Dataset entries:
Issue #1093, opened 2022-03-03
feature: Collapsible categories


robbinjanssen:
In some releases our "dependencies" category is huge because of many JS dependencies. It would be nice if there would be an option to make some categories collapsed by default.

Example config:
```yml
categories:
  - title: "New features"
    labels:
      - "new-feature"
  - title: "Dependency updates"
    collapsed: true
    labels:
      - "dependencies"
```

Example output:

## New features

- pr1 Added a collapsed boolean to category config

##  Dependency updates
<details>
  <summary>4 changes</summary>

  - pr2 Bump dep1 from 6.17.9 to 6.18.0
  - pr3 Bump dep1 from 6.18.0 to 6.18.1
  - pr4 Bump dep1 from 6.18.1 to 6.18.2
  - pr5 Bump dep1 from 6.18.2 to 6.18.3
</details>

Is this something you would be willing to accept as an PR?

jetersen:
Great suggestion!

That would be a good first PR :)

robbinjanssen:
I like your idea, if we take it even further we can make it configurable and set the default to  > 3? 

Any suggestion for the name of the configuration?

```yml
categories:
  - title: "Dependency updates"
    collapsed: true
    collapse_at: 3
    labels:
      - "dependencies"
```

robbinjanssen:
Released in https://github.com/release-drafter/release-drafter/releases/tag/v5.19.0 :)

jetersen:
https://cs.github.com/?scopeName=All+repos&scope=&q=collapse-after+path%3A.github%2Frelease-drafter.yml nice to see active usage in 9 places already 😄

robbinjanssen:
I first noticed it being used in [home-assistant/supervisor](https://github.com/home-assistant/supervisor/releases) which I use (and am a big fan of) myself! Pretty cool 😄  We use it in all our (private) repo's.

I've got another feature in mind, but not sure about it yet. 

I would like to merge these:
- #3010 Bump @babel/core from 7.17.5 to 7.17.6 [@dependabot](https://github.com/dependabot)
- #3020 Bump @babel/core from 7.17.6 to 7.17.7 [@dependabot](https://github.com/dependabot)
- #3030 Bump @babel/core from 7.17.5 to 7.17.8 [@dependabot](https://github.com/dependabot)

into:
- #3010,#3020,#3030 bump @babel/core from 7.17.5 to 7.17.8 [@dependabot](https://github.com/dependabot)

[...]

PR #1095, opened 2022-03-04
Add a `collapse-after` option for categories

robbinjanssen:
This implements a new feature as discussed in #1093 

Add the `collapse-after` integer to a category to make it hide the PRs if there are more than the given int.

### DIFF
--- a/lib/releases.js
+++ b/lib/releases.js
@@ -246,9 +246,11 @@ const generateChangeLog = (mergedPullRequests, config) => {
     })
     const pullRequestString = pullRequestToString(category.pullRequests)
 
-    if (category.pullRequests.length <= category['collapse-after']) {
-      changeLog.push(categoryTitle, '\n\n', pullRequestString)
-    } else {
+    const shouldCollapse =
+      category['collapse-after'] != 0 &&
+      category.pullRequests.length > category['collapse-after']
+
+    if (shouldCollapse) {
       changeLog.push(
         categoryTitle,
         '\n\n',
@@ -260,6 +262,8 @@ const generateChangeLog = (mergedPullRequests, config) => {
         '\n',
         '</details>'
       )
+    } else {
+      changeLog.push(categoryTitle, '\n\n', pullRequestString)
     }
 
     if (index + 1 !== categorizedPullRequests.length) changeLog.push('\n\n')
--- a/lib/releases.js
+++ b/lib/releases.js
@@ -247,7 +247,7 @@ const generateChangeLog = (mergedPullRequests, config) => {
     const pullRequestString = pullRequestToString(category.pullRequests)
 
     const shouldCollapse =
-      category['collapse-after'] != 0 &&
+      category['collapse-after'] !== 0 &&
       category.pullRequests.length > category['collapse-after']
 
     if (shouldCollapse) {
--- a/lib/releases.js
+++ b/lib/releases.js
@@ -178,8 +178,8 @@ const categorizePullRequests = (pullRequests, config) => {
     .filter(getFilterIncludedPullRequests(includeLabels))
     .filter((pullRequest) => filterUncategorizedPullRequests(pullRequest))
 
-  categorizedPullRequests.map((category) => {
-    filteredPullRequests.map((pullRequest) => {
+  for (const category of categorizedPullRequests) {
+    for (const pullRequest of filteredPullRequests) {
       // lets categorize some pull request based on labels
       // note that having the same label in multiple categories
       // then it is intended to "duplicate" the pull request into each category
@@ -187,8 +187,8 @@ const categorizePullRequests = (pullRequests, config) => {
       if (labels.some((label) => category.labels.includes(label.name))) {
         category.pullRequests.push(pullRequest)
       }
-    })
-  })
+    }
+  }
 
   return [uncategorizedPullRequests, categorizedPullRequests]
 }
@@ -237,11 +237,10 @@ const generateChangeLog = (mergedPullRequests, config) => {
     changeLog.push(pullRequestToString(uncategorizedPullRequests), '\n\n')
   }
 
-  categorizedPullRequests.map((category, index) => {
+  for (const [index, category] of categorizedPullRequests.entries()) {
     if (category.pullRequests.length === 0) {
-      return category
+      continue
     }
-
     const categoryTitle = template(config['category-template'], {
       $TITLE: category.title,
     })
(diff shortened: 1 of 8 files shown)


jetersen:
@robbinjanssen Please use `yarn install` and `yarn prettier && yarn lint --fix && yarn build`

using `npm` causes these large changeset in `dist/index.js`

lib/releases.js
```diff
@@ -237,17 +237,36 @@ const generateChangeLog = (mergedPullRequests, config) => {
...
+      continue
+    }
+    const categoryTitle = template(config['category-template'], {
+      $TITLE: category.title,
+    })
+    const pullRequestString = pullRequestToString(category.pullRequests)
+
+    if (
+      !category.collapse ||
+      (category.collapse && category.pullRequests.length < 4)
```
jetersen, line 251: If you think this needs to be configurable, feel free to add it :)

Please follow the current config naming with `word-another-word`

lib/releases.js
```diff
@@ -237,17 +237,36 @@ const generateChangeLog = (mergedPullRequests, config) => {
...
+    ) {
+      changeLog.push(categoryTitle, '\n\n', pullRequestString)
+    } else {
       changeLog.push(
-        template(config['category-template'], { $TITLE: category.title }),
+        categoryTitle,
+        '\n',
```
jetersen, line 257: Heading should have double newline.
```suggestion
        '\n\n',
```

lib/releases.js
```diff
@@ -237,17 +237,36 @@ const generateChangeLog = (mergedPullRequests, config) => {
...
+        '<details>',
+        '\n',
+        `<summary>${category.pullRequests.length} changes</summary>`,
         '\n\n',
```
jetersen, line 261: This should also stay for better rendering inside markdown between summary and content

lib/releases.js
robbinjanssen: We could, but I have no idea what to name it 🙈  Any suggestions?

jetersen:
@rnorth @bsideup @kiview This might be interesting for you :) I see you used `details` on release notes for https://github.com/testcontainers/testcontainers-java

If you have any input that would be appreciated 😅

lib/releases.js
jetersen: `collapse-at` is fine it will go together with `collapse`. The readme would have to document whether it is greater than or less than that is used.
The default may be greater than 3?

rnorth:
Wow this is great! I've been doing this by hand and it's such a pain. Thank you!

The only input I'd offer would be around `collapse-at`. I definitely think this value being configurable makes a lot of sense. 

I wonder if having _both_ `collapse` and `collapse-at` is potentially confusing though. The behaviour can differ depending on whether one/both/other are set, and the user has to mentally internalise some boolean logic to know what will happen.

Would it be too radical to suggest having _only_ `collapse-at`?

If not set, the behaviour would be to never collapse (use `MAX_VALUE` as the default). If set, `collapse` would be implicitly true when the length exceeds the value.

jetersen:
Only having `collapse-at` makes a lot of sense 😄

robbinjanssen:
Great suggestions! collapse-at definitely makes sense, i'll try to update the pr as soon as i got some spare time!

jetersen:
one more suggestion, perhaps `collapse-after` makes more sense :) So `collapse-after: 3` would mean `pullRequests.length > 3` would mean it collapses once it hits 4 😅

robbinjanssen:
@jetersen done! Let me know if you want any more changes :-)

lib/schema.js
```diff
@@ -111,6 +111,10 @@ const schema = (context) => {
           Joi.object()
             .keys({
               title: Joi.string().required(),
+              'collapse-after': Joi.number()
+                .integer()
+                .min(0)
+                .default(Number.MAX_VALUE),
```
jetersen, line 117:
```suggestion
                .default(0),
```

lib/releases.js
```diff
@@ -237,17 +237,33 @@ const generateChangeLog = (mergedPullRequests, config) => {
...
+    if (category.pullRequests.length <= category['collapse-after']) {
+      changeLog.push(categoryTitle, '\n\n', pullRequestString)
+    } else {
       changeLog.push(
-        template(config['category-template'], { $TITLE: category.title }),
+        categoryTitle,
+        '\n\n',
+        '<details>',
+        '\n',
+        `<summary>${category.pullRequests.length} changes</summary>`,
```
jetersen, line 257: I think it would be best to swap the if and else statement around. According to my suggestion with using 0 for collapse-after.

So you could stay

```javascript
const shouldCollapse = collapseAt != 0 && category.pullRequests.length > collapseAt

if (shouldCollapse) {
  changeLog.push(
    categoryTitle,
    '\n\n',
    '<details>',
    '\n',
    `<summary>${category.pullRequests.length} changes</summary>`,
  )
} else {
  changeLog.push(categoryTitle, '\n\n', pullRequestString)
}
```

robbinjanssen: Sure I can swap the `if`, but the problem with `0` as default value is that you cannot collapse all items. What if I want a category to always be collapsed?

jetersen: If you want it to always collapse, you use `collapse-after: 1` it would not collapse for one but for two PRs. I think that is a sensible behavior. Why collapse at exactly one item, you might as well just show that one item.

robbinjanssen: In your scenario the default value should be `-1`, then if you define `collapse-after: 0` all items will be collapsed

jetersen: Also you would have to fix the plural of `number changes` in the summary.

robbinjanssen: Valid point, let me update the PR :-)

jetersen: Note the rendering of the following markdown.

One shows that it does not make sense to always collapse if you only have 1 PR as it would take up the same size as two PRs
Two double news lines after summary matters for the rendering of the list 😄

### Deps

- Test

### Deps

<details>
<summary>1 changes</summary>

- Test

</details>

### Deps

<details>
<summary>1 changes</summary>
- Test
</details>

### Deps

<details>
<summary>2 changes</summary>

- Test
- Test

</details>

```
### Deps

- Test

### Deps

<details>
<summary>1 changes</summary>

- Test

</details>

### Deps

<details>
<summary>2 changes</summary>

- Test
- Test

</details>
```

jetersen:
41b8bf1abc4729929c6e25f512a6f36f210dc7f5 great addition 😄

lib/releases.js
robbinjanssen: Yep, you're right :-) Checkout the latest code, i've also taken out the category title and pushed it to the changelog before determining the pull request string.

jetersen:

▶ [Problem to work on]:
Print the first line of the records above and each line after it, exactly, through the line with "This implements a".

▶ [Result for this exercise]:
Issue #1093, opened 2022-03-03
feature: Collapsible categories


robbinjanssen:
In some releases our "dependencies" category is huge because of many JS dependencies. It would be nice if there would be an option to make some categories collapsed by default.

Example config:
```yml
categories:
  - title: "New features"
    labels:
      - "new-feature"
  - title: "Dependency updates"
    collapsed: true
    labels:
      - "dependencies"
```

Example output:

## New features

- pr1 Added a collapsed boolean to category config

##  Dependency updates
<details>
  <summary>4 changes</summary>

  - pr2 Bump dep1 from 6.17.9 to 6.18.0
  - pr3 Bump dep1 from 6.18.0 to 6.18.1
  - pr4 Bump dep1 from 6.18.1 to 6.18.2
  - pr5 Bump dep1 from 6.18.2 to 6.18.3
</details>

Is this something you would be willing to accept as an PR?

jetersen:
Great suggestion!

That would be a good first PR :)

robbinjanssen:
I like your idea, if we take it even further we can make it configurable and set the default to  > 3? 

Any suggestion for the name of the configuration?

```yml
categories:
  - title: "Dependency updates"
    collapsed: true
    collapse_at: 3
    labels:
      - "dependencies"
```

robbinjanssen:
Released in https://github.com/release-drafter/release-drafter/releases/tag/v5.19.0 :)

jetersen:
https://cs.github.com/?scopeName=All+repos&scope=&q=collapse-after+path%3A.github%2Frelease-drafter.yml nice to see active usage in 9 places already 😄

robbinjanssen:
I first noticed it being used in [home-assistant/supervisor](https://github.com/home-assistant/supervisor/releases) which I use (and am a big fan of) myself! Pretty cool 😄  We use it in all our (private) repo's.

I've got another feature in mind, but not sure about it yet. 

I would like to merge these:
- #3010 Bump @babel/core from 7.17.5 to 7.17.6 [@dependabot](https://github.com/dependabot)
- #3020 Bump @babel/core from 7.17.6 to 7.17.7 [@dependabot](https://github.com/dependabot)
- #3030 Bump @babel/core from 7.17.5 to 7.17.8 [@dependabot](https://github.com/dependabot)

into:
- #3010,#3020,#3030 bump @babel/core from 7.17.5 to 7.17.8 [@dependabot](https://github.com/dependabot)

[...]

PR #1095, opened 2022-03-04
Add a `collapse-after` option for categories

robbinjanssen:
This implements a new feature as discussed in #1093 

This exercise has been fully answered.